Numerama et PCInpact se sont fait l’écho d’une circulaire dont l’existence aurait été révélée par Sandrine Rouja (Juriscom / C-logeek). Ce document, en date du 6 août 2010 a le bon goût de répondre à une bonne partie des questions qu’on se posait sur le respect du droit à une justice équitable, l’inversion de la charge de la preuve ou du pouvoir que l’on donnait aux ayants-droit avec le petit problème de constitutionnalité que cela avait posé pour HADOPI 1. Contre toute attente, cette circulaire nous apporte une réponse claire : la supression des enquêtes de police. Oui vous avez bien compris, vous n’aurez pas le droit de vous défendre devant le juge à moins que vous ne soyez une brute épaisse en analyse forensic. Numerama relève en page 5 de la circulaire :

« dans le double objectif d’assurer la rapidité de la réponse pénale et de veiller à ce que le nouveau dispositif ne conduise à un engorgement des services de police et de gendarmerie, il conviendra d’éviter, sauf cas particulier, qu’une seconde enquête soit diligentée par ces services. »

On a ici une donnée intéressante puisqu’il est fait référence à une seconde enquête (la première étant celle de sociétés mandatées par des sociétés privées et dont personne ne s’est pour le moment intéressé aux modalités de facturation .. y a t-il des primes au rendement ?). L’enquête d’une société privée prévaudrait donc sur l’accès à une justice équitable.

Pouvait -il en être autrement ?

Non ! Clairement non… Vous croyez que le législateur s’est cassé la tête à inverser la charge de la preuve pour voir s’engorger les tribunaux d’enquêtes techniques pouvant être onéreuses. Prouver qu’une infraction a été commise par un tiers et par l’intermédiaire d’un cheval de Troie non détecté par l’anti-virus de Madame Michu pourtant installé par son petit fils, ingénieur informaticien, sur un Windows cracké …
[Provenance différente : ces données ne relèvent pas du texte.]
Issue #404, opened 2015-03-22
It would be nice to redirect the json output to a file rather than console


anobleperson:
Some script languages make it hard to extract information sent to the console (looking at you Powershell!) so it would be nice to send the output to a file instead.

gep13:
@anobleperson I am just curious, what exactly is hard about doing this in PowerShell?  I do this internally at work, and I don't have an issue doing it.  I am not back in the office until Tuesday, but I can certainly dig out the code when I get back if it would help.  Also, assuming you are running on a build server, why not simply read the generated version number information from Environment Variables?

SimonCropp:
Isnt it a case of using outfile? http://www.computerperformance.co.uk/powershell/powershell_file_outfile.htm#Example_1_-_Starting_with_Out-File

anobleperson:
@SimonCropp  Unfortunately it's not that simple. We run it as a separate process ($process = [Diagnostics.Process]::Start($startInfo)), so then we need to capture the output, which means either hooking the async screen updates, or waiting until the process completes and capturing the output. If there is an error then something goes weird in the output stream and it waits for a timeout (30mins) before continuing.

@gep13 I'd be interested in how you execute the commands.

gep13:
@andreasohlund I checked in-house, and we are using the approach documented here: http://jake.ginnivan.net/blog/2014/05/25/simple-versioning-and-release-notes/ by @JakeGinnivan without any problems.

JakeGinnivan:
Whats the status of this? Can we close it or create a `up-for-grabs` issue with a clear plan?

gep13:
For my point of view, and my understanding of how GitVersion, GitReleaseNotes, and GitReleaseManager will interact, I think it would still be a nice to have.

JakeGinnivan:
@gep13 yeah, I agree. Could you create an up-for-grabs issue with well laid out requirements?

gep13:
Yip, let me try to do that tonight.

JakeGinnivan:
Bump, just putting together release notes. Also related discussion in #534

Issue #403, opened 2015-03-22
ShowVariable switch has incorrect help and fails to work


anobleperson:
In the code the actual switch is /v, and even when used the mechanism for validating the variable names is now out of date.

JakeGinnivan:
Fixed by #482

PR #405, opened 2015-03-22
Fixes #400 #403 #404

### LINKED ISSUE #400: No command line setting to Include untracked branches when calculating versions
TFS build for Git checks out the remote branch, which means there are no local branches, hence for GitVersion to work it needs to use untracked branches. There is no command line option for that.

anobleperson:
Sorry about the spam of pull requests, hopefully I've got it right this time, just let me know.


GitVersionExe/Program.cs
```diff
@@ -124,9 +125,21 @@ static int Run()
...
+                            jsonOutput =part;
                             break;
                     }
+                    if (string.IsNullOrWhiteSpace(arguments.JsonOutputFile))
+                    {
+                        Console.WriteLine(jsonOutput);
+                    }
+                    else
+                    {
+                        var outfile = new FileInfo(arguments.JsonOutputFile);
```
JakeGinnivan: This should be able to just specify a filename and it writes it to the working directory.

GitVersionExe/Arguments.cs
```diff
@@ -33,5 +33,9 @@ public Arguments()
         public string UpdateAssemblyInfoFileName;
 
         public bool ShowConfig;
+
+        public bool IncludeUntrackedBranches;
```
JakeGinnivan: i can't see this being used anywhere?

anobleperson: It's being used in the Context creation... last diff at: https://github.com/anobleperson/GitVersion/commit/539c5e493712492d9df34de0a2a6f9d5fbaf84b9

GitVersionExe/Program.cs
anobleperson: Do you mean the FileInfo, or GitVersion itself? I'm likely missing the obvious, but what call should write to the working directory. Out of interest, writing to the working directory is not adequate because it can be called from different locations (thanks TFS!)

JakeGinnivan:
I didn't have time to look into this properly. I have just pushed Beta 2. I will look at this soon hopefully.

Hopefully 3.0.0 stable will not be too far off and we can get this in there

anobleperson:
No worries, I’ve been (and still are) on leave.  Let me know any questions.

cheers,
ash.

On 7 April 2015 at 4:42:04 pm, Jake Ginnivan (notifications@github.com) wrote:

I didn't have time to look into this properly. I have just pushed Beta 2. I will look at this soon hopefully.

Hopefully 3.0.0 stable will not be too far off and we can get this in there

JakeGinnivan:
Hey @anobleperson 

I have pulled 17a93cd into master, but the rest I am unsure about the approach. What we need is to add TFS as a known build server, then branch normalisation will be applied and it should fix up all the issues with branches not being local branches.

See https://github.com/ParticularLabs/GitVersion/blob/master/GitVersionCore/BuildServers/TeamCity.cs

anobleperson:
Sorry, been a bit distracted. I tried this approach last week, but it looks like the build server approach needs git credentials to work, which tfs  doesn't provide. Our scripts run after everything is fetched, so I think we'd need to check in the password which wouldn't be ideal. The problem is it only checks out master locally, then checks out the revision, not the branch, so everything is remote.  Is there a better forum to discuss this, or do you just want to do it here?

Cheers,
Ash.

JakeGinnivan:
Lets move the conversation to https://github.com/GitTools/GitVersion/issues/518 - I have created a dedicated issue to figure out team build.

Issue #406, opened 2015-03-23
GitVersionTasks throws ArgumentNullException when building on TeamCity.


GeirGrusom:
> Error occurred: System.ArgumentNullException: Value cannot be null.
Parameter name: path
   at System.IO.Directory.GetParent(String path)
   at GitVersion.ConfigurationProvider.GetConfigFilePath(String gitDirectory) in c:\BuildAgent\work\5106452ed7682238\GitVersionCore\Configuration\ConfigurationProvider.cs:line 56
   at GitVersion.ConfigurationProvider.Provide(String gitDirectory, IFileSystem fileSystem) in c:\BuildAgent\work\5106452ed7682238\GitVersionCore\Configuration\ConfigurationProvider.cs:line 11
   at GitVersionTask.WriteVersionInfoToBuildLog.InnerExecute() in c:\BuildAgent\work\5106452ed7682238\GitVersionTask\WriteVersionInfoToBuildLog.cs:line 53
   at GitVersionTask.WriteVersionInfoToBuildLog.Execute() in c:\BuildAgent\work\5106452ed7682238\GitVersionTask\WriteVersionInfoToBuildLog.cs:line 31 

Project using GitFlow. Builds fine locally, but fails on TeamCity. ~~It seems that SolutionDirectory is null~~.
I have done no configuration other than installing the NuGet pacakge and removing AssemblyInfoAttributes.

Server is building using Microsoft Build Tools 2013.

GeirGrusom:
It seems that the cause is that the build agent doesn't actually check out sources, but rather gets the repository, excluding the `.git` folder.

The obvious fix would be to check out sources on the build-agent.

A new error arises:

PR #407, opened 2015-03-24
Check for null when looking for a git directory and show an appropriate ...

GeirGrusom:
...error. Fixes issue #406.

By fixing I mean it throws an exception describing the issue rather than propagating a null further.


JakeGinnivan:
Thanks for the PR

PR #410, opened 2015-03-31
Added support for -nofetch command line argument and 'NoFetch' MSBuild T...

Martaver:
...ask parameter, to suppress fetching from remotes during execution.

Up for review and discussion. I had no problem feeding in the noFetch argument, but I couldn't find an obvious way to test whether or not GitVersion was trying to fetch from a remote or not given the current test fixtures available.  Any pointers?

### DIFF
--- a/GitVersionCore/BuildServers/AppVeyor.cs
+++ b/GitVersionCore/BuildServers/AppVeyor.cs
@@ -25,10 +25,7 @@
                 throw new WarningException("Failed to find .git directory on agent.");
             }
 
-            if (!noFetch)
-            {
-                GitHelper.NormalizeGitDirectory(gitDirectory, authentication);
-            }
+            GitHelper.NormalizeGitDirectory(gitDirectory, authentication, noFetch);
         }
 
         public override string GenerateSetVersionMessage(string versionToUseForBuildNumber)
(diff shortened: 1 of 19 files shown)


GitVersionCore/BuildServers/AppVeyor.cs
```diff
@@ -18,14 +18,17 @@ public override bool CanApplyToCurrentContext()
...
-        public override void PerformPreProcessingSteps(string gitDirectory)
+        public override void PerformPreProcessingSteps(string gitDirectory, bool noFetch)
         {
             if (string.IsNullOrEmpty(gitDirectory))
             {
                 throw new WarningException("Failed to find .git directory on agent.");
             }
 
-            GitHelper.NormalizeGitDirectory(gitDirectory, authentication);
+            if (!noFetch)
```
JakeGinnivan: To save this duplication can we pass it down to NormalizeGitDirectory, otherwise it will be easy to forget this step with new Build Servers

GitVersionExe.Tests/ArgumentParserTests.cs
```diff
@@ -211,4 +211,11 @@ public void can_log_to_console()
         var arguments = ArgumentParser.ParseArguments("-l console -proj foo.sln");
         arguments.LogFilePath.ShouldBe("console");
     }
+
+    [Test]
+    public void nofetch_true_when_defined()
```
JakeGinnivan: Can you make sure arguments after this get parsed properly. The parser is not that great and switches have created issues in the past

JakeGinnivan:
Thanks for the PR

PR #422, opened 2015-04-23
Fix #411

### LINKED ISSUE #411: StackOverflowException when two feature branches are pointing to the same commit
I made a mistake and set two feature branches to point to the same commit. When running `gitversion` on one of the branches it crashes with a `StackOverflowException`. Of course this is my mistake because two feature branches shouldn't point to the same commit, but maybe you can detect and break the recursion (or whatever the exception triggers).

Run the following commands to reproduce the issue:

    mkdir stackoverflowtest
    cd .\stackoverflowtest
    git init
    git commit --allow-empty -m "Commit 1"
    git checkout -b develop
    git checkout -b feature/feature1
    git commit --allow-empty -m "Commit 2"
    git commit --allow-empty -m "Commit 3"
    git checkout -b feature/feature2
    gitversion # This will take some time and then crash with a StackOverflowException
    cd ..
    rm -Force -Recurse .\stackoverflowtest

The version of GitVersion is used was 3.0.0-Beta1.

yannisgu:
Fixes #411.

Not: I rebased it on top of #423, so #423 must be merged first

### DIFF
--- a/GitVersionCore.Tests/IntegrationTests/FeatureBranchScenarios.cs
+++ b/GitVersionCore.Tests/IntegrationTests/FeatureBranchScenarios.cs
@@ -63,7 +63,7 @@ public class FeatureBranchScenarios
             fixture.Repository.CreateBranch("feature/feature2");
             fixture.Repository.Checkout("feature/feature2");
 
-            fixture.AssertFullSemver("1.0.1-test.1+5");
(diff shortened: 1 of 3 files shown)


yannisgu:
Build is failing, but it's not related.. Will have a look if I can fix it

Comme on le craignait donc depuis le début, il ne va pas être aisé de se défendre devant la HADOPI. C’est d’autant plus révoltant qu’on a ici la démonstration parfaite d’une inversion de la charge de la preuve, doublée d’une obligation de sécurisation de l’accès Internet pour lequel on nage toujours dans une étonnante “subtilité”. Plus inquiétant encore, on a ici une splendide et élégante manière de contourner l’avi du Conseil Constitutionnel qui observait il y a un peu plus d’un an que “seul un juge pouvait décider de la coupure d’un accès Internet car l’accès au Net est aujourd’hui une composante de la liberté d’information et de la communication“.

Alors oui … la HADOPI va peut-être commencer à faire peur. On arrive bien dans la phase répressive promise… jusque là tout va bien.

Mais une société privée qui se substitue à l’autorité judiciaire, quand on a encore les débats parlementaire en tête sur cette question, c’est particulièrement irritant… et là, je suis tout irrité.